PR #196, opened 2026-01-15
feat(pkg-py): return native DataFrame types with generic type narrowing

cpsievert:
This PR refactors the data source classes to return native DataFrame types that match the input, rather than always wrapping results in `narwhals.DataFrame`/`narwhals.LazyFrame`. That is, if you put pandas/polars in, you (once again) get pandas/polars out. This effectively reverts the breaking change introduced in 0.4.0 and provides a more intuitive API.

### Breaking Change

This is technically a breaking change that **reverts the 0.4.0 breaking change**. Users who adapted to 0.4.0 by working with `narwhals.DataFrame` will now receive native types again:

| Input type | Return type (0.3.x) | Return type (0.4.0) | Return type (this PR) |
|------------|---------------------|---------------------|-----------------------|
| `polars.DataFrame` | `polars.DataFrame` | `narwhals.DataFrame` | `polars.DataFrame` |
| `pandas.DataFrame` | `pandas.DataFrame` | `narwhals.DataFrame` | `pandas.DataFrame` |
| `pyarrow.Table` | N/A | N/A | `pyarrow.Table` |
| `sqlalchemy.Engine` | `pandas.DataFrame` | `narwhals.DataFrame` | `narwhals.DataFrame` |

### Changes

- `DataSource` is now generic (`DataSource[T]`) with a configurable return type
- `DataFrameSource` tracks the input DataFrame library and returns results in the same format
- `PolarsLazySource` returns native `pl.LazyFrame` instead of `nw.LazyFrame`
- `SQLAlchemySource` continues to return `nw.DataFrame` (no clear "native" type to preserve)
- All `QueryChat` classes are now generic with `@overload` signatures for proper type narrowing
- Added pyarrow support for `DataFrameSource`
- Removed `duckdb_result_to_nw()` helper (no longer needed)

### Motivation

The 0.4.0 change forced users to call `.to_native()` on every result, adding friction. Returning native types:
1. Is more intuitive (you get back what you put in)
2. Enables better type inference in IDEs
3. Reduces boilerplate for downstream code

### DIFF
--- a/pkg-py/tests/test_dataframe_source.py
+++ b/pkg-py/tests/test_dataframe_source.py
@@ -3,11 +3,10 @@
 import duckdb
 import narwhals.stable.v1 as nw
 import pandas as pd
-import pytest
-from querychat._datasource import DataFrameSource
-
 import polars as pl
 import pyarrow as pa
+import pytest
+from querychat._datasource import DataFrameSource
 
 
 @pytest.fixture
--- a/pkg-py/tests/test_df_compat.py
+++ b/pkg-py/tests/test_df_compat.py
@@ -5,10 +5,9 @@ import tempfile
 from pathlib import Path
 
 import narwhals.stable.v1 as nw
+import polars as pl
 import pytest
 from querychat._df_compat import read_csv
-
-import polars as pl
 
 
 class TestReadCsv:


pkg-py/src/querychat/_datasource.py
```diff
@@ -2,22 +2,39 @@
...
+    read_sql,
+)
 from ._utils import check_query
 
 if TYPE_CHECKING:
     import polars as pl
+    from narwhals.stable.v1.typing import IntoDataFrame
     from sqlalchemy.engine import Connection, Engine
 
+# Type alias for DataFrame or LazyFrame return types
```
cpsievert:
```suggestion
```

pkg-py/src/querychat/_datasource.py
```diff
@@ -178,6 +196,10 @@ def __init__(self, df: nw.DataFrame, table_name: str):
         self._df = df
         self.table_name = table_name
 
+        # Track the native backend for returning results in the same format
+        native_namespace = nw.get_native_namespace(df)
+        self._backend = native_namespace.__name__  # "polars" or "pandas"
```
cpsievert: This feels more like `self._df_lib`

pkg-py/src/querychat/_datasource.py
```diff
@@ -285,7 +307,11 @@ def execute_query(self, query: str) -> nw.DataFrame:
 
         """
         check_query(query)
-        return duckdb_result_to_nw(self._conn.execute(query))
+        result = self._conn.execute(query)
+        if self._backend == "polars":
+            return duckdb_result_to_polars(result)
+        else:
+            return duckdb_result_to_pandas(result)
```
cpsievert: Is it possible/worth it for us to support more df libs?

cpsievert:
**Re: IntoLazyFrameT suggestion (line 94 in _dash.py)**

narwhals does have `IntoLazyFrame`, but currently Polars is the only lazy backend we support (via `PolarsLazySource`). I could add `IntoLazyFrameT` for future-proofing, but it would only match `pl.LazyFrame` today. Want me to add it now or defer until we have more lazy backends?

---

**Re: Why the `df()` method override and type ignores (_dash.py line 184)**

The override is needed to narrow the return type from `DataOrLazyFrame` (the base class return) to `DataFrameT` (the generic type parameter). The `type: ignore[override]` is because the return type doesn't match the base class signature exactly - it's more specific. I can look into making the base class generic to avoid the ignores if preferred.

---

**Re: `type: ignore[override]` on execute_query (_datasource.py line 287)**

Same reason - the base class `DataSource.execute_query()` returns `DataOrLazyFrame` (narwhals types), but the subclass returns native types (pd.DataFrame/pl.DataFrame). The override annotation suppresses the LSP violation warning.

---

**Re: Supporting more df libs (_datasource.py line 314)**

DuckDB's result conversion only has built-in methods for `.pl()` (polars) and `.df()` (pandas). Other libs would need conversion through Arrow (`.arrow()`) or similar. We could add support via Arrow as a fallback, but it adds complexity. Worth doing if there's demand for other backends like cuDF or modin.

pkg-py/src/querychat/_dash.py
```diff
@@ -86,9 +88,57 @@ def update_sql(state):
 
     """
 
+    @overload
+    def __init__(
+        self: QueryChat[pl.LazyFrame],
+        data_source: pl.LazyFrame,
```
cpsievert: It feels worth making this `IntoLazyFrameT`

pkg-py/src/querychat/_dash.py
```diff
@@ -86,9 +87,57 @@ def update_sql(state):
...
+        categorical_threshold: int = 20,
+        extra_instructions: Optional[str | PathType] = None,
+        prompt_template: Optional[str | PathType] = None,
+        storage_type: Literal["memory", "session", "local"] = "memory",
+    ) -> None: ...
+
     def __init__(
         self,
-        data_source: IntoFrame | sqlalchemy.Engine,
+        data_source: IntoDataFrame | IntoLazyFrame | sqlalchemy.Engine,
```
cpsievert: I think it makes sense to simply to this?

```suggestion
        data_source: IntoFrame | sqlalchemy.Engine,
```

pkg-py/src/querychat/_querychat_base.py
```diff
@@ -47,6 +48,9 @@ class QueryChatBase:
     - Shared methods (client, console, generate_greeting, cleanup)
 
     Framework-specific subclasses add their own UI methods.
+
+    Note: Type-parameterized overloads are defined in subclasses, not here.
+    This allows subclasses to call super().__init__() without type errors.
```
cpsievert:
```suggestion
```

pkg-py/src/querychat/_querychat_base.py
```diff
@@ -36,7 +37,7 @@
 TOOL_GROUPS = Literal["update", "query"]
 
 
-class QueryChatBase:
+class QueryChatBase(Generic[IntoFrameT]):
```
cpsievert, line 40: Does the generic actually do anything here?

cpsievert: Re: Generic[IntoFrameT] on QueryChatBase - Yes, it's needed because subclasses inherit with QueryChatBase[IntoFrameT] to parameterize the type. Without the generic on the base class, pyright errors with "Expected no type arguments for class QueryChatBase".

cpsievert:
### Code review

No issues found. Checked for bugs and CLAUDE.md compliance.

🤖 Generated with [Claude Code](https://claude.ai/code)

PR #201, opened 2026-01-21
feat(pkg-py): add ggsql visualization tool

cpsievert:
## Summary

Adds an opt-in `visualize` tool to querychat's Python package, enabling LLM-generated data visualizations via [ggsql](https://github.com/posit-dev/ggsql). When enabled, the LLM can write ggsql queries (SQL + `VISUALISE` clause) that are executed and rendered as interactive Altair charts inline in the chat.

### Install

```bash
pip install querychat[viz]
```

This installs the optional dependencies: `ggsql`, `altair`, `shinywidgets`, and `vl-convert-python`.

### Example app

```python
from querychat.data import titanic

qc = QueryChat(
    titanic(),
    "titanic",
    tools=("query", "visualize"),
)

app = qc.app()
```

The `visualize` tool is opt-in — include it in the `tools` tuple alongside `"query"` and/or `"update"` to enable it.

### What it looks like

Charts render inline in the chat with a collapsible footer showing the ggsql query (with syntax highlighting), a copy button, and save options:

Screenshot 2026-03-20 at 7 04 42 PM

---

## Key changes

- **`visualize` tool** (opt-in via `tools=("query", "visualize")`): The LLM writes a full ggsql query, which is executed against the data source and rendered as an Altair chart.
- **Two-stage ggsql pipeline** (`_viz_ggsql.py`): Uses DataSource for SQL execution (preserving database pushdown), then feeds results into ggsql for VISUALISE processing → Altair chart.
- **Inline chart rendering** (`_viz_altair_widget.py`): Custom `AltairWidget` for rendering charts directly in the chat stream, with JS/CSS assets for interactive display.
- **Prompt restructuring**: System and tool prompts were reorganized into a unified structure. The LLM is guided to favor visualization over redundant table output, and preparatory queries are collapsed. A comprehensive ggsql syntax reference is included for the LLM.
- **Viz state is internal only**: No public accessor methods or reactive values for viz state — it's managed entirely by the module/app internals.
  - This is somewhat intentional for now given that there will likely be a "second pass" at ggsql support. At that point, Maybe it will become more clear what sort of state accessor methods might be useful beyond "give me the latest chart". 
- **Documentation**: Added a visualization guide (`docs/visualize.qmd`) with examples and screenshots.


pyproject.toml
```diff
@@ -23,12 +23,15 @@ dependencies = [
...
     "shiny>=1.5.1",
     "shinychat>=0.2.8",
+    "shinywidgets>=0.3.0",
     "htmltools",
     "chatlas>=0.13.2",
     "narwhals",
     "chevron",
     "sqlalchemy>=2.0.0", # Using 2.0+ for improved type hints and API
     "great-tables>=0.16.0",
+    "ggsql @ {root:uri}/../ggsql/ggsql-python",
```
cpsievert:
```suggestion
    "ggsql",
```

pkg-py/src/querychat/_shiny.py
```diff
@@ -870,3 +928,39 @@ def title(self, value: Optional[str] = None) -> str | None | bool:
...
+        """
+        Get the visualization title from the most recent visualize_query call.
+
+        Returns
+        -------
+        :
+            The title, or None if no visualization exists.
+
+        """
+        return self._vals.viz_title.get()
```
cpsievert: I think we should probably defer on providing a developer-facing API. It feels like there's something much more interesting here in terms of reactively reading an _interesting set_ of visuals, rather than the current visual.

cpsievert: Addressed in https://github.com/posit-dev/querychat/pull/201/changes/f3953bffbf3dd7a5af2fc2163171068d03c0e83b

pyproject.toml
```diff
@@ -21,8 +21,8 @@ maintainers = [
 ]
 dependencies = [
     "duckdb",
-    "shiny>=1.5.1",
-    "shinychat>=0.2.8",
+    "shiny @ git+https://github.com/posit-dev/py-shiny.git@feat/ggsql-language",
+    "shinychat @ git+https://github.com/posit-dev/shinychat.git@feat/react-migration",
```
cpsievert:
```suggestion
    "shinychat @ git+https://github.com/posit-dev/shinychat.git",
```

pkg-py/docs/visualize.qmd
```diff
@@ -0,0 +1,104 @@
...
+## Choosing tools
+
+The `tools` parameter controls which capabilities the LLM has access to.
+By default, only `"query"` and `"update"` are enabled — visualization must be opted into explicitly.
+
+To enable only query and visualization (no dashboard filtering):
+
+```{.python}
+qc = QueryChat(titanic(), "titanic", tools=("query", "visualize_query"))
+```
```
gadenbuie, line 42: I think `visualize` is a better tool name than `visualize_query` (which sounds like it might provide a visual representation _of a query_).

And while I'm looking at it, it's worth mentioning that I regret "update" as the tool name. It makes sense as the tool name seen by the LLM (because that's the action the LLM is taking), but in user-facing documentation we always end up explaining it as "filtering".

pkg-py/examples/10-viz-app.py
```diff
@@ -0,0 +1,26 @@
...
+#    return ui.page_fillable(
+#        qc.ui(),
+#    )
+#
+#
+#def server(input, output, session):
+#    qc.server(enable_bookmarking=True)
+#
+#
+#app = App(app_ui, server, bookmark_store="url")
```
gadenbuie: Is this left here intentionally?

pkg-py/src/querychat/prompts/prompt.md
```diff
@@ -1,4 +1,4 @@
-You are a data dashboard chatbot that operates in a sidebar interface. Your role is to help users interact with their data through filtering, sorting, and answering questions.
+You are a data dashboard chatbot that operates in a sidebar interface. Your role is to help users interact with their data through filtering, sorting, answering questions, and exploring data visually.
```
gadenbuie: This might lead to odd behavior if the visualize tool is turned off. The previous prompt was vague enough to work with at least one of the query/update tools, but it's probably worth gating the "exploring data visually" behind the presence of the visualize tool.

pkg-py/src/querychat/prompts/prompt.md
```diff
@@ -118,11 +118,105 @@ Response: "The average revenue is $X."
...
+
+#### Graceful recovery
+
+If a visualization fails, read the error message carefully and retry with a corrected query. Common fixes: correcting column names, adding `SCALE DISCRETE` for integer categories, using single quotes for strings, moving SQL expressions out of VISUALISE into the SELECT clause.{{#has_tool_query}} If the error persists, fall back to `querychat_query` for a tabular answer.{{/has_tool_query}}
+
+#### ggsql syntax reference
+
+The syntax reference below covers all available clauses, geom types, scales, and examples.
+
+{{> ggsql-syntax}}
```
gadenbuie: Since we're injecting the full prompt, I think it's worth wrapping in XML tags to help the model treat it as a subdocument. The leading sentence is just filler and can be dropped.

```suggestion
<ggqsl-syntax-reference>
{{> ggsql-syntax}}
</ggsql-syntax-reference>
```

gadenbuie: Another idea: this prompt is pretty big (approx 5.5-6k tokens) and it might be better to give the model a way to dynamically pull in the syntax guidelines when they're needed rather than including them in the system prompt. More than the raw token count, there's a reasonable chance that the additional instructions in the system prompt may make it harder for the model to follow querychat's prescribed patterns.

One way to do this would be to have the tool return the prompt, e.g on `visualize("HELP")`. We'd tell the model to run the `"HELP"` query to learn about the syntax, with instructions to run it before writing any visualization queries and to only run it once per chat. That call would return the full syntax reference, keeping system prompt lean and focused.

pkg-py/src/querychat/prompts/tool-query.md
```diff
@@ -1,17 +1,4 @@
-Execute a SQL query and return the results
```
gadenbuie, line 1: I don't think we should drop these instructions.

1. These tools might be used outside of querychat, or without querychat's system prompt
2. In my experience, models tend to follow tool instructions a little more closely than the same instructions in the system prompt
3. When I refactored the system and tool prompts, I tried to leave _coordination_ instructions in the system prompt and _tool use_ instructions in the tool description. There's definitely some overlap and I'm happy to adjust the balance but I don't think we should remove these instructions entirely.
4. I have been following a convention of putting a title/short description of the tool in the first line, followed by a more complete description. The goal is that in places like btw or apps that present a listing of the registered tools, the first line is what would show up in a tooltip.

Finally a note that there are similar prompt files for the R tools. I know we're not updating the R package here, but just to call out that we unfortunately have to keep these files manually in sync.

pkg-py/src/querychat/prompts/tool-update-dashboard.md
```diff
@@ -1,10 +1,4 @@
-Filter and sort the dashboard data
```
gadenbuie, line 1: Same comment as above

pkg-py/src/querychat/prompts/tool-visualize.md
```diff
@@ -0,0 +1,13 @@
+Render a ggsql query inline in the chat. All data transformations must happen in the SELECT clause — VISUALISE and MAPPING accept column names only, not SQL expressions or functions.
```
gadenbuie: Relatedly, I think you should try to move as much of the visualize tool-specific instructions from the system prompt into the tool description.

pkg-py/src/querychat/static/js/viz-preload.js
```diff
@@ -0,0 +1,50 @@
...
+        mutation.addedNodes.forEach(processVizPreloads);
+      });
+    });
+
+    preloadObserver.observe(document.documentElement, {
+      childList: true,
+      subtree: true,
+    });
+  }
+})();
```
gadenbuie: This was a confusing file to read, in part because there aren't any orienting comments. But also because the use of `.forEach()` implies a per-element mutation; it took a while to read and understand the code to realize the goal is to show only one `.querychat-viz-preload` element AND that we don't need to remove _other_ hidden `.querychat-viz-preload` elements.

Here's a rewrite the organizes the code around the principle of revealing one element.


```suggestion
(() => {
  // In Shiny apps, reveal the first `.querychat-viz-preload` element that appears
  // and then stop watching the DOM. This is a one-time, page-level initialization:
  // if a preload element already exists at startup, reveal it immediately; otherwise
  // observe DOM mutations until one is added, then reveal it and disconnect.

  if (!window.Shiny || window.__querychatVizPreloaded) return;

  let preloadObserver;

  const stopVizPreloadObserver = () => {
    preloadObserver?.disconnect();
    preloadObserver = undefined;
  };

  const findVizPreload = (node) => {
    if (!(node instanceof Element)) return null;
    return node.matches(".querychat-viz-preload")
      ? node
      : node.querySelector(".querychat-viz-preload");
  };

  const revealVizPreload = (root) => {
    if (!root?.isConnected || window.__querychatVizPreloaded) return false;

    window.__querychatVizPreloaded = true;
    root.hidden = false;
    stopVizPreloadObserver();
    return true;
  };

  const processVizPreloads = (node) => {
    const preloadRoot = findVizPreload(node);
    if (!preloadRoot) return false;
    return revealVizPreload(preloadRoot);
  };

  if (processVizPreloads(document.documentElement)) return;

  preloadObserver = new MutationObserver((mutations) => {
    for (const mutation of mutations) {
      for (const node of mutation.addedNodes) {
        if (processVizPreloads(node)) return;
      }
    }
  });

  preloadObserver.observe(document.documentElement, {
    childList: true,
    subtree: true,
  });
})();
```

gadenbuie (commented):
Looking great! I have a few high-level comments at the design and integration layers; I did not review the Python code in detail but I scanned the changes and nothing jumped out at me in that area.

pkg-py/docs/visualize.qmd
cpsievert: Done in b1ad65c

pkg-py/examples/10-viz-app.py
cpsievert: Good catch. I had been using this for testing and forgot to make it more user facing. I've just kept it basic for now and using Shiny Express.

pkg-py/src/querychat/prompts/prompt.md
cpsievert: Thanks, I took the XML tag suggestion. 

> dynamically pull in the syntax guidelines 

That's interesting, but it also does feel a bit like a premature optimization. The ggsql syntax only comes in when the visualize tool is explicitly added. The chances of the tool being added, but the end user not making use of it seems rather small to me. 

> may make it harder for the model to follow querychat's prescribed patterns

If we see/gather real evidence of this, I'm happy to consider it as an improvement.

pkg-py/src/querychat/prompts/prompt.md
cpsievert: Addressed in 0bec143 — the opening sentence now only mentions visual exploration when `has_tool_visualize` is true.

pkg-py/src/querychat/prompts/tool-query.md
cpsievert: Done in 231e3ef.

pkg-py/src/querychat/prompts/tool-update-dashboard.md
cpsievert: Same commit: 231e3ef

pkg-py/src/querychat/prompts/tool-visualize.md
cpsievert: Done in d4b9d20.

········

→ **PROMPT**: Each line of the material with the word "const" in it should be listed.

→ **RESPONSE TO THE TASK**:
  const stopVizPreloadObserver = () => {
  const findVizPreload = (node) => {
  const revealVizPreload = (root) => {
  const processVizPreloads = (node) => {
    const preloadRoot = findVizPreload(node);
    for (const mutation of mutations) {
      for (const node of mutation.addedNodes) {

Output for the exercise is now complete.